WNWI
- Oak Lawn, Illinois; United States;
- Broadcast area: Chicago, Illinois
- Frequency: 1080 kHz

Programming
- Languages: Polish & others
- Format: Ethnic radio
- Affiliations: AP Radio

Ownership
- Owner: Birach Broadcasting Corporation
- Sister stations: WMFN

History
- First air date: December 31, 1965
- Call sign meaning: Northwest Indiana (region of original city of license, Valparaiso)

Technical information
- Licensing authority: FCC
- Facility ID: 49785
- Class: B
- Power: 5,000 watts (day); 2,600 watts (night);
- Transmitter coordinates: 41°38′34.12″N 87°38′44.17″W﻿ / ﻿41.6428111°N 87.6456028°W

Links
- Public license information: Public file; LMS;
- Webcast: Listen live
- Website: www.birach.com/wnwi

= WNWI =

Multicultural radio station in Oak Lawn, Illinois

WNWI (1080 AM) is a time brokered radio station broadcasting an ethnic radio format. Licensed to Oak Lawn, Illinois, United States, it serves the Chicago area. The station is currently owned by the Birach Broadcasting Corporation. WNWI operates on a clear-channel frequency, with WTIC in Hartford, Connecticut; and KRLD in Dallas, Texas, the dominant Class A stations.

WNWI's calls stand for "Northwestern Indiana", a reference to the station's former city of license of Valparaiso, Indiana. The station broadcast a full-service adult contemporary music format from Valparaiso from its sign-on in 1965 until the spring of 1998, when it officially moved into the Chicago market by changing its city of license to Oak Lawn and relocating its transmitter to Riverdale.

The bulk of WNWI's programming is Polish language music, news, and talk programming. Other weekday programming includes Serbian Radio Chicago, a one-hour radio show hosted by Milorad Ravasi which incorporates news, music, and interviews from Serbian culture. On weekends, programming blocks variously target the German, Macedonian, Polish, and Serbian communities.

==History==
WNWI applied for its original license in 1962 when it was originally owned by the Hershman family in Valparaiso, Indiana. The FCC delayed the application process for nearly two years, when competitor WAKE was allowed to go on the air first. The ownership of WNWI sued the FCC because its application for a community AM radio station was already "in process" before WAKE's. The FCC ceded the hold on the license process and approved it immediately, which put two AM stations on the air at the same time in the small community in 1965.

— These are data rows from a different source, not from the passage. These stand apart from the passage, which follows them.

Issue #89, opened 2018-01-30
`rspec` tests are failing, as they assume `~/.fastlane/ci` to exist and have the repos checked out it seems


KrauseFx:
Running `bundle exec rspec` fails, as it seems like it assumes the config folders and files to already exist
```
Git::GitExecuteError:
  git  clone '--recursive' '--' '' '/Users/fkrause/.fastlane/ci/fastlane-ci-config'  2>&1:fatal: The empty string is not a valid path
# ./shared/models/git_repo.rb:220:in `clone'
# ./shared/models/git_repo.rb:81:in `initialize'
# ./services/config_data_sources/git_config_data_source.rb:29:in `new'
# ./services/config_data_sources/git_config_data_source.rb:29:in `initialize'
# ./services/user_service.rb:64:in `new'
# ./services/user_service.rb:64:in `trigger_initial_ci_setup'
# ./services/user_service.rb:46:in `login'
# ./fastlane_app.rb:65:in `<class:FastlaneApp>'
# ./fastlane_app.rb:31:in `<module:FastlaneCI>'
# ./fastlane_app.rb:23:in `<top (required)>'
# ./spec/spec_helper.rb:6:in `require'
# ./spec/spec_helper.rb:6:in `<top (required)>'
# ./spec/app_spec.rb:1:in `require'
# ./spec/app_spec.rb:1:in `<top (required)>'
```

KrauseFx:
Fixed with https://github.com/fastlane/ci/pull/122

PR #122, opened 2018-02-12
Update string_encrypter_spec to stub encryption key

KrauseFx:
Is that by design that the encryption key can be anything for the tests to be green?

If so, feel free to merge. If not, we need to investigate

Fixes https://github.com/fastlane/ci/issues/89


minuscorp:
Yep, that's the requirement, the missing ENV.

The ownership applied for 1080 kHz because of its strategic location in the center of the AM band (hence its second moniker "The Center of The Dial", which extended to promos for news, weather and the like as your "news center", "weather center", etc., the station's main moniker "Your Live Leader" was used almost from its inception.) The AM band extended, at that time, from 540 to 1600 kHz, and the theory that an antenna built on the campus of the historic Valparaiso Technical Institute would have better radiation characteristics for a 250-watt daytime station at that frequency was a planned, engineering gamble which resulted in a 312-foot omnidirectional antenna system. Their expertise in electrical engineering of the site bore out this theory when the FCC issued the first permits for pre-sunrise operation at 9.7 watts. In 1984, the FCC issued a post-sunset license to the station for 9.7 watts and an omini-directional pattern. The radiation pattern was so efficient with 9.7 watts, that the signal from the 5/8-wavelength radiator could be heard as far away as Michigan City, Indiana, and Merrillville, Indiana, at night.

The station's format remained nearly unchanged for nearly 30 years until music license fees and finances forced the station to adopt a more talk-oriented format by the mid-1990s with limited music play. In the 1970s, WGN engineers studied the studio design at WNWI inside the Valpo Tech main hall to see how the audio and electrical engineers at the school built the studios with super-large plate-glass windows while maintaining excellent acoustics in the studios at that time. The studio design at WNWI was the inspiration for the large plate-glass window studios seen today for WGN radio on Michigan Avenue in Chicago. WBBM-TV even used the over-engineered tower structure at WNWI as a TV antenna relay for a brief period in the 1960s to improve TV service to Northwest Indiana until the Sears Tower was built and the CBS station could move its transmitter and antenna to the top of the new building. After that, the antenna relay was disassembled and all that remained of the support structure for the antenna were cross-arms, which can be seen on the original tower structure in Valparaiso, Indiana, to this day.

The station was sold in 1995 to Birach Broadcasting, who eventually moved the tower and transmitter location to Oak Lawn, Illinois, and applied to the FCC for a dramatic power increase.

The husband-wife Hershman family team who operated the station died a short time later from medical conditions that they had been battling for years.